During the year, we will present presidential spotlights for each section to highlight the latest significant research or improvements within its discipline. Examples include cutting-edge technology, standards, or methods that improve the practice. Alternatively, they may show a historical account/timeline of the discipline’s use of innovative technology or research. These are presented to inform all members of how each discipline is responding to the challenges of a modern forensic science world—our theme for the year. This featured submission is from the Anthropology Section.
Sources: Eric Bartelink, PhD, Melanie Beasley, PhD, Gregory E. Berg, and Lesley A. Chesson, MS
Forensic anthropologists typically contribute to unidentified human remains cases through traditional analyses focused on determining the biological profile (e.g., sex, age, population affinity, stature, and antemortem characteristics). Perimortem trauma analysis, Postmortem Interval (PMI) estimates, and radiographic comparisons are also in the forensic anthropologist’s wheelhouse. When these customary methods fail to result in an identification, what other investigative avenues should analysts explore? Within the past three decades, forensic anthropologists increasingly have used Stable Isotope Analysis (SIA) to predict possible regions-of-origin and life history information of unknown individuals. SIA of various body tissues (e.g., teeth, bones, nails, hair) can provide additional investigative leads that may help resolve new, as well as cold, cases.
SIA capitalizes on the fact an individual’s movement across landscapes can create distinct isotopic “fingerprints” of chemical elements incorporated into body tissues from food, water, and even ingested dust. Isotopes of carbon, nitrogen, and sulfur reflect an individual’s diet since you are what you eat. Other isotope systems, such as oxygen, strontium, and lead, reflect the environment in which an individual resided when a tissue was formed (i.e., your geolocation). Tissues incorporate stable isotopes in a mostly regular pattern during growth and development, and investigators can therefore approach SIA through the lens of “a life’s history.” For example, teeth, bones, nails, and hair can be measured to understand snapshots of time representing childhood, years before death, months before death, and days before death, respectively. Additionally, isotopic data can be used to test hypotheses: Was the individual local or non-local (e.g., a foreign national)? Did this person travel in the weeks and months prior to death? How long has the individual been deceased (i.e., PMI estimate)? Did this person have distinctive dietary habits?

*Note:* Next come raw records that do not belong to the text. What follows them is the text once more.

PR #395, opened 2023-10-12
TIC-77: Update swagger page and fix api for seasons

HaliTran:
### Description
- Updated the OpenAPI specification for the seasons swagger page API endpoint to include the new imageurl data column that was added. Specifically for the endpoints getSeason, getAllSeason, and updateSeason.
- Fixed the deleteSeason endpoint because previously, we could not delete a season since there are events that reference it. I ran a database migration to make the seasonID foreign key of the Events table optional so that we can now delete seasons even when there are events that reference them. This change will make the seasonID column for events NULL if a season that it references is deleted.

### Risks
Very minimal, although DB migrations always run the risk of having unseen consequences. However, considering  season was never utilized to begin, the migration shouldn't have any negative effects.

### Validation
Tested every API endpoint for seasons to ensure it does what it needs to do. Double checked the results in both pgAdmin and the swagger page.

### Issue
https://pdx-hkaus.atlassian.net/jira/software/projects/TIC/boards/1?selectedIssue=TIC-103

### Operating System
M2 Macbook

### DIFF
--- a/server/src/server.ts
+++ b/server/src/server.ts
@@ -581,9 +581,6 @@ const createServer = async () => {
 
   let server;
 
-  console.log('process.env');
-  console.log(process.env);
-
   if (process.env.ENV === 'local') {
     const privateKey = fs.readFileSync('localhost-key.pem', 'utf8');
     const certificate = fs.readFileSync('localhost.pem', 'utf8');
--- a/server/src/server.ts
+++ b/server/src/server.ts
@@ -207,6 +207,7 @@ const openApiSpec = swaggerJsdoc({
             name: {type: 'string'},
             startdate: {type: 'integer'},
             enddate: {type: 'integer'},
+            imageurl: {type: 'string'},
           },
         },
         SeasonTicket: {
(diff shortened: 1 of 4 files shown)


server/src/server.ts
```diff
@@ -510,20 +512,14 @@ const openApiSpec = swaggerJsdoc({
 const createServer = async () => {
```
HaliTran, line 512: Everything below this line is prettier formatting

server/src/server.ts
```diff
@@ -510,20 +512,14 @@ const openApiSpec = swaggerJsdoc({
...
   let envPath;
   if (process.env.ENV === 'local') {
-      envPath = path.join(__dirname, '../../.env');
-      // console.log("local")
-      // console.log(process.env)
+    envPath = path.join(__dirname, '../../.env');
   } else if (process.env.ENV === 'dev') {
-      envPath = path.join(__dirname, '../.env');
-      // console.log("dev")
-      // console.log(process.env)
```
HaliTran, line 519: Deleted unused code that was commented out.

server/src/server.ts
```diff
@@ -585,20 +581,19 @@ const createServer = async () => {
 
   let server;
 
-  console.log("process.env")
-  console.log(process.env)
+  console.log('process.env');
```
henrykaus, line 584: Could you remove these console.logs while you're at it

HaliTran: Done!

benfaustin95 (approved):

PR #400, opened 2023-10-17
TIC-77: Create select season and edit season page

HaliTran:
### Description
Added page to create and edit seasons. NOTE: There is currently no events being displayed when you click on a season as it is a work in progress. Please let me know if you have any questions, I tried my best to make the PR as small as possible.

### Risks
Minimal to no risk, this is a new feature so it doesn't conflict with the currently running application

### Validation
Manual UI test as well as checking pgAdmin and the swagger page to ensure database is creating and/or updating the seasons correctly.

### Issue
https://pdx-hkaus.atlassian.net/jira/software/projects/TIC/boards/1?selectedIssue=TIC-77

### Operating System
M2 MacBook


client/src/components/Ticketing/ticketingmanager/Season/components/SeasonEvents.tsx
```diff
@@ -0,0 +1,7 @@
+import React from 'react';
+
+const SeasonEvents = () => {
+  return <h1>Season Events</h1>;
+};
+
+export default SeasonEvents;
```
HaliTran, line 7: Work in progress...

client/src/components/Ticketing/ticketingmanager/Season/components/utils/ViewSeasonInfo.tsx
```diff
@@ -0,0 +1,70 @@
...
+        <button
+          className='bg-blue-500 hover:bg-blue-700 disabled:bg-gray-500 text-white font-bold py-2 px-10 rounded-xl'
+          onClick={() => setIsFormEditing(true)}
+        >
+          Edit
+        </button>
+      </section>
+
+      <section className='grid grid-cols-12'>
+        <article className='col-span-12 mb-5 text-center tab:text-start sm:col-span-6'>
```
henrykaus, line 48: Same here for `tab:col-span-6`

client/src/components/Ticketing/ticketingmanager/Season/components/utils/apiRequest.ts
```diff
@@ -0,0 +1,102 @@
...
+        method: 'PUT',
+        headers: {
+          'Content-Type': 'application/json',
+          'Authorization': `Bearer ${token}`,
+        },
+        body: JSON.stringify(reqBody),
+      },
+    );
+
+    if (!updateSeasonRes.ok) {
```
henrykaus, line 93: Is it possible for it not to throw an error, and also not be `ok`?

henrykaus (changes requested):
Left some comments, mostly minor changes. This is looking really good and intuitive. I did run into a couple issues though in testing. I found that when in the edit screen, if I clicked "Use Default Image", and then also cancelled my changes, the default image would still persist, and not the old image that was overwritten. I also see that there are some minor issues on mobile. It doesn't need to be perfect, but probably shouldn't have the buttons cascading wierdly.

image

client/src/components/Ticketing/ticketingmanager/Season/components/SeasonInfo.tsx
```diff
@@ -0,0 +1,188 @@
...
+              seasonId === 0
+                ? navigate('/ticketing/seasons/')
+                : setIsFormEditing(false);
+            }}
+          >
+            Cancel
+          </button>
+        </article>
+      </section>
+      <section className='grid grid-cols-12'>
```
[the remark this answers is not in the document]
HaliTran: Yeah that make sense, will do!

client/src/components/Ticketing/ticketingmanager/Season/components/utils/apiRequest.ts
HaliTran: The error is being thrown only if the HTTP status code isn't a success 200 level code, so if I'm understanding your question correctly, no its not possibly because if it is not ok, that means a 400 or 500 level status code was return which means an error has occurred.

henrykaus: Ok, well if that’s the case, I don’t think that if clause will ever be reached because it would have already been cause by the `except`

HaliTran: Sorry, I didn't explain that very well. If the status code response from the API is 400 or 500 which indicates an error (either b/c of the client or server), Javascript won't throw an error because technically since the API responded with a status code, it is considered a success. Therefore, if we didn't have this if statement to check if the status code was 200 and we got a 400 or 500 level status code, the catch clause won't ever be executed.

henrykaus: Oh ok, I see. Makes sense

henrykaus (approved):

PR #418, opened 2023-10-27
[TIC-111] Refund Page Rework (Front-end)

jonathantnguyen:
### Description
Admins are able to refund full orders.

Refund Process:
1. Input customer email address associated with the purchased order
2. A list of orders associated with the email will aggregate
3. Admin can select and refund the order and will be asked to confirm
4. Shows success/failure

image

image
image

### Risks
Not mobile friendly, but is desktop/tablet friendly

### Validation
Manual Testing

### Issue
[*Link to corresponding issue*](https://pdx-hkaus.atlassian.net/browse/TIC-111)

### Operating System
Win10/Chrome


client/src/components/Ticketing/ticketingmanager/Refund/RefundOrderTicket.tsx
```diff
@@ -1,42 +1,174 @@
...
+      price: 19.99,
+    },
+    {
+      name: 'John Doe',
+      date: '2023-10-25',
+      showings: 'Gone With The Wind',
+      orderID: '12345',
+      price: 14.99,
+    },
+  ];
```
HaliTran, line 68: Is this dummy data that will be removed later?

client/src/components/Ticketing/ticketingmanager/Refund/RefundOrderTicket.tsx
```diff
@@ -1,42 +1,174 @@
...
+                    ) : (
+                      <div>{instance.showings}</div>
+                    )}
+                  </div>
+                  <div className='row-start-1 justify-self-start pl-2 py-2 col-span-1'>
+                    {instance.price}
+                  </div>
+                  <div className='row-start-1 justify-self-start py-2 col-span-1'>
+                    <button
+                      onClick={async () => await onSubmit(instance.orderID)}
```
HaliTran, line 158: Async and await can be used here but it's not required because you declared the `onSubmit` function as async on line 17. So if you change this to just a regular arrow function like `() => onSubmit(instance.orderID)`, it'll work as intended as well. The `onSubmit` declared on line 17 will return a promise so it makes sense that would would do await onSubmit(...) here, but since you wrapped that in an async function, it returns another promise which isn't being used. So you can kinda skip the middle step and and remove the async await on this line. I hope that makes sense!

client/src/components/Ticketing/ticketingmanager/Refund/RefundOrderTicket.tsx
```diff
@@ -1,42 +1,174 @@
...
+                      type={'submit'}
+                      className='bg-red-700 hover:bg-red-800 text-white py-2 px-4 rounded'
+                    >
+                      Refund
```
HaliTran, line 162: When refunding the John Doe ticket, is it suppose to remove it from the table? When I click Refund, it says the refund was unsuccessful. However, I saw in the picture you provided in the description that it was removed for you? Just wanted some clarifications on that.

HaliTran (commented):
Left a couple of comments, but overall this looks great!

client/src/components/Ticketing/ticketingmanager/Refund/RefundOrderTicket.tsx
jonathantnguyen: Correct, dummy data will be removed since this is just front end development

client/src/components/Ticketing/ticketingmanager/Refund/RefundOrderTicket.tsx
jonathantnguyen: Currently not implemented, I'll see if this can be done front-end or requires an update/refresh to the db after refunding

benfaustin95: That is implemented on branch 95.

client/src/components/Ticketing/ticketingmanager/Refund/RefundOrderTicket.tsx
```diff
@@ -1,42 +1,174 @@
...
+              </div>
+            </label>
+          </div>
+          <div className='w-full min-w-min'>
+            <div className='grid grid-cols-5 gap-2 bg-gray-200 h-18 rounded-lg shadow-md px-2 mb-2 font-bold'>
+              <div className='row-start-1 justify-self-start py-2 col-span-1'>
+                  Name
+              </div>
+              <div className='row-start-1 justify-self-start py-2 col-span-1'>
+                <div className="border-l border-l-gray-500/50 pl-2">
```
henrykaus, line 117: I think you can also just combine these divs into one by having one element house all of those classes

client/src/components/Ticketing/ticketingmanager/Refund/RefundOrderTicket.tsx
```diff
@@ -1,42 +1,174 @@
...
+                </div>
+              </div>
+              <div className='row-start-1 justify-self-center py-2 col-span-1'></div>
             </div>
-            <button className='bg-red-700
-              hover:bg-red-500 text-white mt-5 py-2 px-4 rounded'>
-              Refund
-            </button>
+            {mappedInstances.length === 0 ? (
+              <div className="text-center text-gray-600">No current results</div>
```
henrykaus, line 134: This should be a `p` element since its sole purpose to display text

henrykaus (commented):
All some behind-the-scenes UI changes. The visuals look fantastic!

server/src/controllers/orderController.ts
```diff
@@ -45,6 +44,42 @@ orderController.post(
...
+          await ticketingWebhook(
+              prisma,
+              event.type,
+              object.payment_intent,
+              object.id,
+          );
+        // handle donation amount in metadata (will be a donation team task?)
+        } else if (metaData.sessionType === '__donation') {
+        // donation is handled
+        }
```
henrykaus, line 73: This should be brought up with the donation team

server/src/controllers/orderController.ts
```diff
@@ -187,6 +222,65 @@ orderController.get('/', async (req: Request, res: Response) => {
   }
 });
 
+
+orderController.get('/active', async (req: Request, res: Response) => {
```
henrykaus, line 226: We may not want to use `active` since we want to protect the meaning of active to be for events and seasons only. Might be better to use something else

server/src/controllers/orderController.ts
benfaustin95: I talked to them a couple weeks ago. Both teams have to use the same webhook api callback so the sessionType is being used to determine how to direct control flow between for donation or ticket transaction.

server/src/controllers/orderController.ts
benfaustin95: Sounds good, I ended up writing a different implementation of the route on branch 95 (refund backend). So we can just delete this route from the file if we want to.

henrykaus: Ok, lets delete this then

server/src/controllers/orderController.ts
henrykaus: Ok, thanks!

server/src/controllers/orderController.ts
benfaustin95: Fixed

henrykaus (approved):

PR #431, opened 2023-11-05
TIC-114 Front-End Active Events Component Rework

jonathantnguyen:
### Description
Switching to drop down selection to Group Toggle MUI design component that is it's own file for re-usability.

Before:
image

After:
image
image

### Risks
None currently, just front-end work.

### Validation
Manual Testing

### Issue
[*Link to corresponding issue*](https://pdx-hkaus.atlassian.net/browse/TIC-114)

### Operating System
Win10/Chrome


client/src/components/Ticketing/GroupeToggle.tsx
```diff
@@ -0,0 +1,45 @@
+import * as React from 'react';
```
henrykaus, line 1: Usually we just want to import as little as possible, so we probably want to do the specific things we're importing, even though I know thats what the mui docs look like

client/src/components/Ticketing/GroupeToggle.tsx
```diff
@@ -0,0 +1,45 @@
...
+    setFilter(newFilterSetting);
+  };
+
+  return (
+    <ToggleButtonGroup
+      color='standard'
+      value={filterAs}
+      exclusive
+      onChange={handleFilterChange}
+      aria-label='filterSetting'
```
henrykaus, line 21: `aria-label`s are essentially supposed to be read outloud by a screen reader so it should be something understandable yet simple. I'd probably recommend something like 'activeness toggle filter'

client/src/components/Ticketing/GroupeToggle.tsx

To answer these questions for medicolegal cases, forensic anthropologists have recently focused on the “forensic” aspect of SIA. Since SIA techniques for sample preparation, analysis, and data interpretation primarily originated in bioarchaeology, forensic applications of SIA must be prepared to meet the requirements set forth in the medicolegal community, such as the Daubert ruling and the Federal Rules of Evidence. Consequently, a major aim of new research has been baseline data: How variable is an individual isotopically? What is the isotopic variation between different individuals and populations? Other, necessary questions are being asked regarding data comparability and measurement uncertainty: What is inter-laboratory isotopic variability due to sample preparation? And sample analysis? How should “meaningful (isotopic) differences” be defined and applied?
Recent cases in forensic anthropology have demonstrated the utility of a multi-isotope approach for predicting possible regions-of-origin and life history of unknown individuals. Examples include the investigation of deceased Latin American migrants who perished along the United States-Mexico border, identification of United States soldiers from past conflicts, and casework focused on starvation and maltreatment. Promising and fruitful research also includes measuring nitrogen isotope ratios of fly larvae to estimate the PMI of decedents (on whom the larvae were feeding) and creating tissue-specific isoscapes for human teeth to predict possible regions-of-origin for an individual, based on oxygen isotope ratios. Recently, a freely available comparison tool, IsoLocate, was released. The program computes custom discriminant functions using single or multiple isotopes (available for a variety of tissue types) to compare an unknown individual to various world populations (United States Americans, Latin Americans, Southeast Asians, Japanese, etc.). As shown in Figure 1, it generates easy-to-understand comparison statistics, such as posterior and typicality probabilities, plus likelihood ratios, with a summary of the correct classification rate for the resulting cross-validated model and a predicted group for the unknown individual. IsoLocate can be found at www.anthropologyapps.com.
FIGURE 1: A representation of the output generated by the comparison tool IsoLocate. Latin American migrant (UBC) and United States American (US) comparison populations were used for the classification of an unknown individual (starred data point). Classification was based on carbon and nitrogen isotope ratios of bone collagen.
Measuring the isotopic fingerprints of different body tissues in unidentified human remains cases is informative in narrowing missing persons lists and can aid in an identification. As demonstrated within the past 30 years, many forensic anthropologists investigating unidentified individuals have benefited from the application of SIA. The field’s current research focus will ensure SIA techniques—and the interpretations made about an individual “life’s history” based on the measured isotope ratios—are defensible, repeatable, and reliable. As we look into the future, we are excited to see a wider adoption of SIA within the anthropological and medicolegal community.